Malta commits to remove current sector-specific exemption from taxation of capital gains on shares in shipping companies for Maltese residents, as set out in Article 84Z(1)C of the Merchant Shipping Act.
Malta commits to remove the exemption in Article 5 of the Merchant Shipping Taxation Regulations from fees and charges payable under the Duty on Documents and Transfers Act.
Malta commits to amend the legislation to clarify that ships below 1 000 net tonnes may only be declared as eligible for tonnage tax where that ship is engaged in shipping activities and which but for its tonnage would be eligible for such treatment under Article 85(1) of the Merchant Shipping Act. and to exercise the power in such cases where the criteria are met by applicants. Malta will reformulate Article 85A(1) of the Merchant Shipping Act in the following way: ‘The Minister shall with the concurrence of the Minister responsible for finance and subject to such conditions deemed appropriate in line with these Regulations, declare to be a tonnage tax ship, a ship of any net tonnage, which is engaged in shipping activities)’.
Malta commits to issue guidance clarifying that the ministerial discretion contained in the First Schedule to the Merchant Shipping Act to exempt any ship or class of ships from the payment of fees shall be exercised only in the case of philanthropic and humanitarian operations which do not involve the offer of goods or services on a market.
Malta commits to separate accounting wherever a company is not solely engaged in shipping activities.
Malta commits to restricting the benefit of tonnage tax to organisations which have assumed risks and responsibilities related to the operation of a tonnage tax scheme or to the carrying out of shipping activities and will include a specific definition in legislation following that in the Maritime Guidelines.

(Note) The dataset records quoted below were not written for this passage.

PR #2655, opened 2019-05-05
Fixed comment regarding keeping existing level if less verbose

javabrett:
This behaviour changed in commit 6cc529979 .


mrocklin:
Thanks @javabrett

PR #2658, opened 2019-05-05
Learn bandwidth over time

mrocklin:
In order to schedule tasks intelligently we need to know how long
communications will take.  To do this, we need to estimate the bandwidth
of the network.  This can vary by orders of magnitude depending on
hardwware.

Previously we asked the user to specify this in configuration.

Now we learn it over time.  Each worker keeps an exponentially weighted
moving average for all of its data communications.  It sends this
information to the scheduler as part of the heartbeats (which include
lots of other diagnostic information).  The scheduler updates its own
measurement accordingly.

Eventually, I may want to make our model of bandwidth more complex, 
to include type and network information.  I thought I'd start here though.


mrocklin:
@quasiben you might enjoy reviewing this

distributed/worker.py
```diff
@@ -1842,6 +1846,7 @@ def gather_dep(self, worker, dep, deps, total_nbytes, cause=None):
 
                 total_bytes = sum(self.nbytes.get(dep, 0) for dep in response["data"])
                 duration = (stop - start) or 0.5
+                bandwidth = total_bytes / (duration - abs(self.scheduler_delay))
```
StephanErb: There is a non-zero chance this results in a division by zero.

I am wondering if we could simply leave out the `abs(self.scheduler_delay))` part?

* the bandwidth is an approximation anyway
* the code would be more robust
* it would be consistent with the metrics computed below

distributed/scheduler.py
```diff
@@ -1336,6 +1337,8 @@ def heartbeat_worker(
         host_info = host_info or {}
 
         self.host_info[host]["last-seen"] = local_now
+        frac = 1 / 20 / len(self.workers)
```
StephanErb: This is a bit over my head: Why do we need to divide by the number of workers?

On a large cluster with little activity, I fear that this could lead to very small convergence.

distributed/worker.py
mrocklin: Thanks for the comment @StephanErb .  What you say makes sense to me.  I've removed the scheduler_delay change.

distributed/scheduler.py
mrocklin: Each worker sends a heartbeat independently.  So the more workers there are, the more heartbeats there are.  This delay time means (I think) that our bandwidth value changes with a time scale of around 20 heartbeats.  This is probably about a minute of time, so should be fairly fast on the scheduler side.  The worker's heartbeat also has a time scale though, and it only changes when there are actual communications, so that might move more slowly.

mrocklin:
Thanks for the review @StephanErb .  I suspect that we will need to modify this in the future after we have more experience with it.  Please raise an issue if you notice something odd.

Issue #2568, opened 2019-03-18
CPU Usage Child Processes


CMCDragonkai:
I've noticed that when using `subprocess.run` on my dask tasks, the workers still report low CPU usage, when the child process is in fact maxing out my CPU usage. Does Dask track the forked/child process CPU usage under the worker CPU usage? If not, I think it should since child processes can occur when interfacing dask workers against programs written in non-python.

CMCDragonkai:
The task stream isn't able to keep track of the child process either, so it just looks like the task is blocked and there's no progress report.

mrocklin:
> Does Dask track the forked/child process CPU usage under the worker CPU usage? 

No, it doesn't

> If not, I think it should since child processes can occur when interfacing dask workers against programs written in non-python.

Do you have recommendations on how to do this well?  Currently we use the `psutil` module.  If there is something else we should be doing then suggestions would be welcome.

The relevant code is here:

https://github.com/dask/distributed/blob/fb30c33562862f30864456766424b44a3e91aa5b/distributed/system_monitor.py#L50

CMCDragonkai:
It looks like you would need to do something where you find the pid tree of the worker process and then acquire stats for each pid. This is transitive as child processes that produce more child processes would all come under the pid tree.

CMCDragonkai:
Here's an example of doing this in Node.js: https://github.com/soyuka/pidusage-tree

CMCDragonkai:
This is natively supported in the `psutil` package: https://unix.stackexchange.com/a/339071/56970

```
pid=2235; python3 -c "import psutil
for c in psutil.Process($pid).children(True):
  print(c.pid)"
```

The `True` ensures that it gets it recursively.

https://psutil.readthedocs.io/en/latest/#psutil.Process.children

Another way is to realise that process group on Linux will always encapsulate the entire process tree when launched by a shell. See: https://en.wikipedia.org/wiki/Process_group This means that on Linux, if you start each worker on its own process group. Then you can just query the PGID and get all processes part of that group. This is also useful for distribution of signals. However this may not be portable to Windows or other operating systems, whereas process tree via direct descendants may be more standard among all OS.

mrocklin:
Perhaps you'd like to submit a PR?  Also, will this affect performance?  We
do these checks relatively frequently, and they show up frequently in
overhead profiling.

CMCDragonkai:
[...]

PR #2662, opened 2019-05-06
Monitor worker children processes 

kforti:
add proc.children() memory info to proc memory info. #2568 

This pull request is an effort to gather more profiling data on all processes running on a worker node. I am not sure where the cpu monitoring takes place, and if this is also only monitoring cpu usage by the worker process and not the children processes.

p.s. this is my first ever pull request. Apologies for any obvious mistakes.

### DIFF
--- a/distributed/worker.py
+++ b/distributed/worker.py
@@ -2393,7 +2393,7 @@ class Worker(ServerNode):
         total = 0
 
         proc = self.monitor.proc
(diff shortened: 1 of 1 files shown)


mrocklin:
Possible repeat of https://github.com/dask/distributed/pull/2390/ ?  It might be worth checking out that PR and checking in with @danpf on his thoughts.

PR #2663, opened 2019-05-06
Add waiting tasks to progress title bar

jrbourbeau:
It was brought to my attention that the progress bar examples in http://distributed.dask.org/en/latest/web.html#progress have the number of tasks waiting for dependencies in the title bar, but when using the distributed `master` branch, this doesn't seem to be the case. For instance, running the [example computation](http://distributed.dask.org/en/latest/web.html#example-computation) in the Web Interface docs gives

Screen Shot 2019-05-06 at 3 07 44 PM

As best I can tell, the number of waiting tasks was removed from the title bar in #1729. Not sure if this was removed intentionally and the gifs in the docs are just outdated, or if it was an unintentional change. As the number of waiting tasks can be useful when charting the overall progress of a computation, this PR adds waiting tasks back to the `TaskProgress` title text.

### DIFF
--- a/distributed/bokeh/scheduler.py
+++ b/distributed/bokeh/scheduler.py
@@ -1049,7 +1049,7 @@ class TaskProgress(DashboardComponent):
     def update(self):
         with log_errors():
             state = {"all": valmap(len, self.plugin.all), "nbytes": self.plugin.nbytes}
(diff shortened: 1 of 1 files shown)


mrocklin:
Thanks @jrbourbeau !

PR #2664, opened 2019-05-06
DOC: Clean up reference to cluster object

michaelaye:
The current docs would overwrite the cluster objects, so it needs to get its own variable name.
As the Client is usually named `c`, I changed the cluster object to the name `cluster`

Solves #4779

### DIFF
--- a/distributed/deploy/local.py
+++ b/distributed/deploy/local.py
@@ -82,19 +82,19 @@ class LocalCluster(Cluster):
 
     Examples
     --------
-    >>> c = LocalCluster()  # Create a local cluster with as many workers as cores  # doctest: +SKIP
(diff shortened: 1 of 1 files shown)


martindurant:
Fixes #4779  ( <- will automatically close your issue upon merger)

michaelaye:
Darn, I always confuse `solve` with `resolve` which also auto-closes.. ;)

jrbourbeau:
Fixes https://github.com/dask/dask/issues/4779

martindurant:
Hah, I got it wrong too :)

martindurant:
I believe the failure here is due to https://github.com/dask/dask/pull/4780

Malta commits to delete from Article 85 of the Merchant Shipping Act the words ‘or as otherwise may be prescribed’.
Malta commits that the new rules that will render the measures of this Decision compatible with the internal market will come into force within three months of the date of this Decision.

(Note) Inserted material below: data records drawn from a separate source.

PR #2665, opened 2019-05-07
Cap total memory by the hard limit of the maximum resident memory

twoertwein:
Some systems enforce memory limits with ulimit (SLURM seems to enforce it this way, at least it sets the appropriate ulimit). `psutil.virtual_memory().total` does not take this limit into consideration. This patch makes sure that `TOTAL_MEMORY` is capped by the allowed maximal memory.

If you think it makes sense to add this feature, I can work on a test case for it.

### DIFF
--- a/distributed/tests/test_worker.py
+++ b/distributed/tests/test_worker.py
@@ -25,7 +25,7 @@ from distributed.core import rpc
 from distributed.client import wait
 from distributed.scheduler import Scheduler
 from distributed.metrics import time
-from distributed.worker import Worker, error_message, logger
+from distributed.worker import Worker, error_message, logger, parse_memory_limit
 from distributed.utils import tmpfile, format_bytes
 from distributed.utils_test import (
     inc,
@@ -1401,3 +1401,25 @@ def test_host_address(c, s):
     assert "127.0.0.3" in n.address
     assert "127.0.0.3" in n.worker_address
     yield n.close()
+
+
+def test_resource_limit():
+    assert parse_memory_limit("250MiB", 1, total_cores=1) == 1024 * 1024 * 250
+
+    # get current limit
+    resource = pytest.importorskip("resource")
+    try:
+        hard_limit = resource.getrlimit(resource.RLIMIT_RSS)[1]
+    except OSError:
+        pytest.skip("resource could not get the RSS limit")
+    memory_limit = psutil.virtual_memory().total
+    if hard_limit > memory_limit or hard_limit < 0:
+        hard_limit = memory_limit
+
+    # decrease memory limit by one byte
+    new_limit = hard_limit - 1
+    try:
+        resource.setrlimit(resource.RLIMIT_RSS, (new_limit, new_limit))
+        assert parse_memory_limit(hard_limit, 1, total_cores=1) == new_limit
+    except OSError:
+        pytest.skip("resource could not set the RSS limit")
--- a/distributed/worker.py
+++ b/distributed/worker.py
@@ -12,6 +12,7 @@ import threading
 import sys
 import warnings
 import weakref
+import psutil
 
 import dask
 from dask.core import istask
@@ -76,15 +77,7 @@ LOG_PDB = dask.config.get("distributed.admin.pdb-on-err")
 
 no_value = "--no-value-sentinel--"
 
-try:
-    import psutil
-
-    TOTAL_MEMORY = psutil.virtual_memory().total
-except ImportError:
-    logger.warning("Please install psutil to estimate worker memory use")
-    TOTAL_MEMORY = 8e9
-    psutil = None
-
+TOTAL_MEMORY = psutil.virtual_memory().total
 
 IN_PLAY = ("waiting", "ready", "executing", "long-running")
 PENDING = ("waiting", "ready", "constrained")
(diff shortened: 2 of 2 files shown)


distributed/worker.py
```diff
@@ -82,6 +83,14 @@
     logger.warning("Please install psutil to estimate worker memory use")
     TOTAL_MEMORY = 8e9
     psutil = None
+try:
+    import resource
+    # minimum of physical available memory and the hard process limit
+    hard_limit = resource.getrlimit(resource.RLIMIT_RSS)[1]
+    if hard_limit > 0:
+        TOTAL_MEMORY = min(TOTAL_MEMORY, hard_limit)
+except OSError:
```
mrocklin: When does this occur?

Also, should I be concerned about this behavior on OSX?  Presumably this would be handled by your use of `min`

```python
In [1]: import resource

In [2]: resource.getrlimit(resource.RLIMIT_RSS)[1]
Out[2]: 9223372036854775807
```

We also now strictly require psutil, so if you wanted to drop the`try-except` around the psutil import while you're here, that would be a welcome change :)

distributed/worker.py
```diff
@@ -74,6 +74,7 @@
 
 no_value = "--no-value-sentinel--"
 
+# determine maximal amout of memory
```
mrocklin:
```suggestion
# determine maximum amount of memory
```

distributed/worker.py
twoertwein: Thanks for your feedback!

["An OSError is raised on syscall failure."](https://docs.python.org/3/library/resource.html) I assume that could occur on Windows/exotic OSs?

Maybe OSX uses this high number as a proxy for unlimited - what does `ulimit -m` return for you? On my linux machine it returns -1 for unlimited.

Ok, I will remove try try-catch around psutil.

twoertwein:
I'm not exactly sure whether the memory of a child process (when you spawn workers) counts also towards the parent process's limit. If that is not the case, this patch could artificially restrict the useable memory: assume a limit of 5GB per process - you might be able to have 10 workers which have their own 5GB - but this patch might force them to only have 500MB.

mrocklin:
> I'm not exactly sure whether the memory of a child process (when you spawn workers) counts also towards the parent process's limit. If that is not the case, this patch could artificially restrict the useable memory: assume a limit of 5GB per process - you might be able to have 10 workers which have their own 5GB - but this patch might force them to only have 500MB.

Wouldn't the call to `resource.getrlimit` still return 5GB though?  Isn't that the only limit that we're applying in this case?

twoertwein:
Yes, each worker/process should see their own(?) 5GB as a limit when calling `resource.getrlimit`.

But based on how `TOTAL_MEMORY` is used here https://github.com/dask/distributed/blob/ce24d8d4ed626ebb569a88925263479bae104ecf/distributed/worker.py#L2932 it feels to me that `memory_limit='auto'`  could result in too tight memory limits as it is divided by the number of 'ideal' workers? It probably makes more sense to cap the returned limit of `parse_memory_limit` instead of directly capping `TOTAL_MEMORY`?

mrocklin:
Ah yes, that's a good point.  In that case we are looking for the total memory of the full machine, just as you say, so that we can estimate how much we should take up based on the number of threads we've been asked to use.  

Maybe we should apply the resource limit a bit further down in the call stack

twoertwein:
I made it part of `parse_memory_limit`

twoertwein:
>     2. There are style linting issues though.  I recommend running black.  `pip install black` and then `black distributed/` from the root of the repository
ok, I will fix them soon.

>     3. Are there easy ways for us to test this?
I could imaging a test case which first spawns a new process, then sets a low RSS limit, creates a worker/calls `parse_memory_limit`, compares the used/returned memory limit, and then kills the process. I think we need to create a sub-process, otherwise the new RSS limit might affect other tests. I will look into that on the weekend.

twoertwein:
the test in AppVeyor seems not have the `resource` module! I can put it in a try-except - import within `parse_memory_limit` with try-except? That would also fix the shadowing of a few `resource` loop variables.

mrocklin:
> the test in AppVeyor seems not have the resource module! I can put it in a try-except - import within parse_memory_limit with try-except? That would also fix the shadowing of a few resource loop variables.

Hrm, interesting.  I thought it was part of the standard library.  Using a try-except makes sense to me.  Also, beware, there are a couple of intermittent failures in our tests currently.  My apologies for the background noise.

twoertwein:
I pushed a test case. Since the test case includes a `except ImportError` I don't know whether the test is actually conducted. The test case works on my linux machine.

distributed/tests/test_worker.py
```diff
@@ -1402,3 +1402,25 @@ def test_host_address(c, s):
...
+            limit = 1024 * 1024 * 200
+            resource.setrlimit(resource.RLIMIT_RSS, (limit, limit))
+            if parse_memory_limit("250MiB", 1, total_cores=1) != limit:
+                os._exit(1)
+        except (ImportError, OSError):
+            pass
+        os._exit(0)
+    else:
+        # wait for child
+        assert os.waitpid(child, 0)[1] == 0
```
mrocklin: I have never used this API.  It was interesting to see it work.  Seems pretty slick to me.  

Our window CI currently has some issues.  I'm trying to fix it up today.  Hopefully I'll be able to rerun tests afterwards to make sure that things here pass well there.  If not then we'll have to skip some behavior based on OS.  I'll update here when that's done.

twoertwein: I also used it for the first time and was surprised how simple it is :)

Is it possible from within a test function to mark it as skipped? If `resource` is not found or an `OSError` occurs, it might be nice to signal that the test had to be skipped.

mrocklin: Yes, you can decorate the function with 

```python
@pytest.mark.skipif(sys.platform.startswith('win'), reason="Fork not available")
def test_foo():
```

Or you can call `pytest.skip("a reason")` from within the function. 

Judging by the windows tests (which work again) `os.fork` isn't available so we'll need to skip this.

Maybe

```python
@pytest.mark.skipif(not hasattr(os, 'fork'), reason="Fork not available")
def test_foo():
```

twoertwein: thank you! Lets see whether it works now.

It would probably be better to have a test case which also works on windows! I assume that would either mean to open a new python instance with subprocess or to simply change the RSS limit for the current process. I think it would be safe to decrease the limit to maximal memory -1 (if no limit is set) or current limit -1.

twoertwein:
I re-wrote the test to decrease the limit of the current process by one byte

mrocklin:
This seems good to me.  Merging.  

Thanks @twoertwein !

Malta commits to continue to administer the tonnage tax scheme and the other measures forming the object of this Decision in a way that does not lead to payment of incompatible aid that would then need to be recovered from the beneficiaries.
Malta commits to re-notify the tonnage tax scheme within ten years of the date of the Commission's final Decision in the present case.
(1) This also includes renting of ships (especially yachts) on bareboat charter basis to natural persons.
(2) The current Taxation Regulations already provide for precise rules on newcomer companies (in line with the rules enshrined in the Ship-management Guidelines).
(3) Including the fleet chartered in (with crew or on bareboat basis) while excluding bareboat chartered out vessels.